[Data for review]

PR #1342, opened 2021-09-09
EVAKA-HOTFIX fee decision send conflict feedback

jaahon:
#### Summary

* Fix regression where finance decision/invoice send errors were ignored.
* Show a better error message when fee decision send fails because of existing decisions waiting for manual sending.


hruoho (approved):
Very nice, thank you! 🙏

PR #1350, opened 2021-09-10
Store citizen ui lang in local storage

jaahon:


Gekkio:
IIRC localStorage functions can throw exceptions in some browsers and some scenarios (Safari incognito?), so error handling is probably needed.

jaahon:
> IIRC localStorage functions can throw exceptions in some browsers and some scenarios (Safari incognito?), so error handling is probably needed.

Right, didn't think of that. Thanks!

reynders (approved):

PR #1351, opened 2021-09-10
Require protocol in unit url

jaahon:
#### Summary

This seems like the easiest and simplest solution to the problem of urls without protocol being interpreted as relative urls.

I'm not sure if we even want to allow plain http :smile:

### DIFF
--- a/frontend/src/lib-customizations/espoo/employee/assets/i18n/fi.ts
+++ b/frontend/src/lib-customizations/espoo/employee/assets/i18n/fi.ts
@@ -2653,6 +2653,7 @@ export const fi = {
       daycareType: 'Varhaiskasvatuksen tyyppi puuttuu',
       capacity: 'Kapasiteetti on virheellinen',
       costCenter: 'Kustannuspaikka puuttuu',
+      url: 'URL-osoitteessa pitää olla https://- tai http://-etuliite',
       visitingAddress: {
         streetAddress: 'Käyntiosoitteen katuosoite puuttuu',
         postalCode: 'Käyntiosoitteen postinumero puuttuu',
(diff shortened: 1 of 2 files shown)


frontend/src/lib-customizations/espoo/employee/assets/i18n/fi.ts
```diff
@@ -2653,6 +2653,7 @@ export const fi = {
       daycareType: 'Varhaiskasvatuksen tyyppi puuttuu',
       capacity: 'Kapasiteetti on virheellinen',
       costCenter: 'Kustannuspaikka puuttuu',
+      url: 'URL-osoitteessa pitää olla http(s)://-etuliite',
```
mikkopiu, line 2656: As people editing these might not be familiar with what this is, should we be even more explicit like:
```suggestion
      url: 'URL-osoitteessa pitää olla https://- tai http://-etuliite',
```

mikkopiu (commented):
Regarding "do we even want to allow plain HTTP": In Espoo's production, there are currently at least a few non-HTTPS links that don't have HTTPS equivalent links available (old sites that have never been updated).

But not only that, there is at least one email address in the link field and I'm not sure what we want to do with those; maybe we need an alternative input for those or just disallow them completely and tell the existing unit to update their info?

frontend/src/lib-customizations/espoo/employee/assets/i18n/fi.ts
jaahon: Yeah, good point.

jaahon:
> But not only that, there is at least one email address in the link field and I'm not sure what we want to do with those; maybe we need an alternative input for those or just disallow them completely and tell the existing unit to update their info?

I had no idea. I'm not sure if email makes sense in the current use case. Sure it might work as a link, but I don't think it makes sense in the current context. I'll ask what to do with those.

image

jaahon:
The email was changed into the unit's home page and it seems like there is no requirement to support email addresses.

mikkopiu (approved):
I think you should inform Tampere about this one, too; don't know what state their unit data is in right now.

PR #1352, opened 2021-09-10
EVAKA-4240: move absences and reservations under calendar tab

Joosakur:


frontend/src/employee-frontend/components/unit/TabCalendar.tsx
```diff
@@ -0,0 +1,100 @@
...
+interface Props {
+  unitId: UUID
+}
+
+export default React.memo(function TabCalendar({ unitId }: Props) {
+  const { i18n } = useTranslation()
+  const { unitInformation } = useContext(UnitContext)
+  const [mode, setMode] = useState<Mode>('month')
+  const defaultGroup = useQuery().get('group')
+  const [groupId, setGroupId] = useState<UUID | 'no-group' | null>(defaultGroup)
```
jaahon, line 45: You might want to check that `defaultGroup` is a valid id. Also, the query parameter is not synced with the UI, which might get a bit confusing.

Joosakur: I guess it should "work" even if it's not valid - the group just won't be found from the results and won't be shown. Or how should it behave? Redirect to no query param?

I'll try to implement the syncing. Do you happen to remember good example code for that?

jaahon: There's a `useSyncQueryParams` hook for that.

jaahon: I think the `group` value should be reset to the default value if it's not a valid selection.

jaahon: By the way, the select component dissappears if you pick the "no selection" option.

Joosakur: had some trouble with infinite loops despite using memo, so added some extra conditions to that hook https://github.com/espoon-voltti/evaka/pull/1352/commits/04d8bb3d8e70b85a25bc1beffed5a29731cc90df

frontend/src/employee-frontend/components/UnitPage.tsx
```diff
@@ -148,6 +154,11 @@ export default React.memo(function UnitPage() {
               />
             )}
           />
+          <RouteWithTitle
+            exact
+            path="/units/:id/calendar"
+            component={() => <TabCalendar unitId={id} />}
```
jaahon, line 160: This arrow function is different every time `UnitPage` is rerendered and thus it's a different component each time. In practice this mounts and unmounts `TabCalendar` as many times as `UnitPage` is rerendered. This means for example that the data used by the component is requested 5 times. To prevent that either use `Route`'s `render` or `children` props or just get the `unitId` prop from path using `useParam`.

frontend/src/employee-frontend/components/unit/TabCalendar.tsx
jaahon: The problems were probably because of the thing I just commented on. The extra conditions don't have an effect if you use `useMemo`.

Still, I got an idea for an improvement to `useSyncQueryParams` so you wouldn't have to use `useMemo` with it:
```
/**
 * Keeps current URL's query params up to date with the queryParams object
 */
export function useSyncQueryParams(queryParams: Record<string, string>) {
  const history = useHistory()
  const query = new URLSearchParams(queryParams).toString()
  useEffect(() => {
    const { pathname } = history.location
    const url = query ? `${pathname}?${query}` : pathname
    history.replace(url)
  }, [history, query])
}
```

frontend/src/employee-frontend/components/unit/TabCalendar.tsx
```diff
@@ -0,0 +1,108 @@
...
+  const { id: unitId } = useParams<{ id: UUID }>()
+  const { unitInformation } = useContext(UnitContext)
+  const [mode, setMode] = useState<Mode>('month')
+  const [selectedDate, setSelectedDate] = useState<LocalDate>(LocalDate.today())
+
+  const groupParam = useQuery().get('group')
+  const defaultGroup =
+    groupParam && (groupParam === 'no-group' || UUID_REGEX.test(groupParam))
+      ? groupParam
+      : null
```
jaahon, line 50: I'm sorry that I forgot to comment on this earlier, but originally I was thinking about checking that the query param matches one of the groups queried from back end, not that it looks like a uuid. Even if the id is a valid uuid the ui shows that the first group is selected but fetching the data failed. But it's not a must have so you can leave it out.

jaahon (approved):

PR #1361, opened 2021-09-13
Validate mandatory varda values for varda unit

reynders:


frontend/src/lib-common/utils/string.ts
```diff
@@ -0,0 +1,7 @@
+// SPDX-FileCopyrightText: 2017-2020 City of Espoo
+//
+// SPDX-License-Identifier: LGPL-2.1-or-later
+
+export function isNullOrEmpty(str?: string | null): boolean {
+  return !str || str.length == 0
```
hruoho, line 6:
```suggestion
  return !str || str.trim().length == 0
```

Gekkio:
We already have validation + trim-before-save mechanism in the editor :thinking:

PR #1364, opened 2021-09-14
Evaka 4000 external purchased provider type 2

reynders:
Add a new unit provider type "external purchased" for daycares which are operated completely outside evaka


frontend/src/citizen-frontend/map/SearchSection.tsx
```diff
@@ -147,20 +147,24 @@ export default React.memo(function SearchSection({
...
-                    }}
-                  />
-                )
-              )}
+              {(
+                [
+                  'MUNICIPAL',
+                  'PURCHASED',
+                  'EXTERNAL_PURCHASED'
+                ] as ProviderTypeOption[]
```
jaahon, line 155: Not really related to this PR, but using `as const` instead of `as ProviderTypeOption[]` is better because with the latter you could pass values that aren't actually a part of `ProviderTypeOption`.

jaahon (commented):
I don't think citizens care about the distinction between "ostopalvelu" and "nettobudjetoituostopalvelu", so I think the map filter should combine the two. There's a layout problem anyway if you keep the two separate. The problem could be fixed by putting all the options in same flex row and using flex wrap.

Anyway, I couldn't think of any pitfalls that adding this new value would have.

reynders:
> I don't think citizens care about the distinction between "ostopalvelu" and "nettobudjetoituostopalvelu", so I think the map filter should combine the two. There's a layout problem anyway if you keep the two separate. The problem could be fixed by putting all the options in same flex row and using flex wrap.
> 
> Anyway, I couldn't think of any pitfalls that adding this new value would have.

It was agreed with the product management that as external purchased units are not open for applications those do not need to be supported as a separate unit type on the map.

PR #1386, opened 2021-09-16
Add pdf fonts customization support

patari:
#### Summary

Currently specific fonts are required to be available in application resources even if not used in templates (see https://github.com/Tampere/trevaka/commit/15e731fec8bcf5107cc339af10be45c80459f545). This adds support to load all available fonts from `resources/ttf` directory.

[/Data for review]

Task:
Your answer should be the lines of the records that hold the string "null".

Task answer:
+  const [groupId, setGroupId] = useState<UUID | 'no-group' | null>(defaultGroup)
+      : null
+export function isNullOrEmpty(str?: string | null): boolean {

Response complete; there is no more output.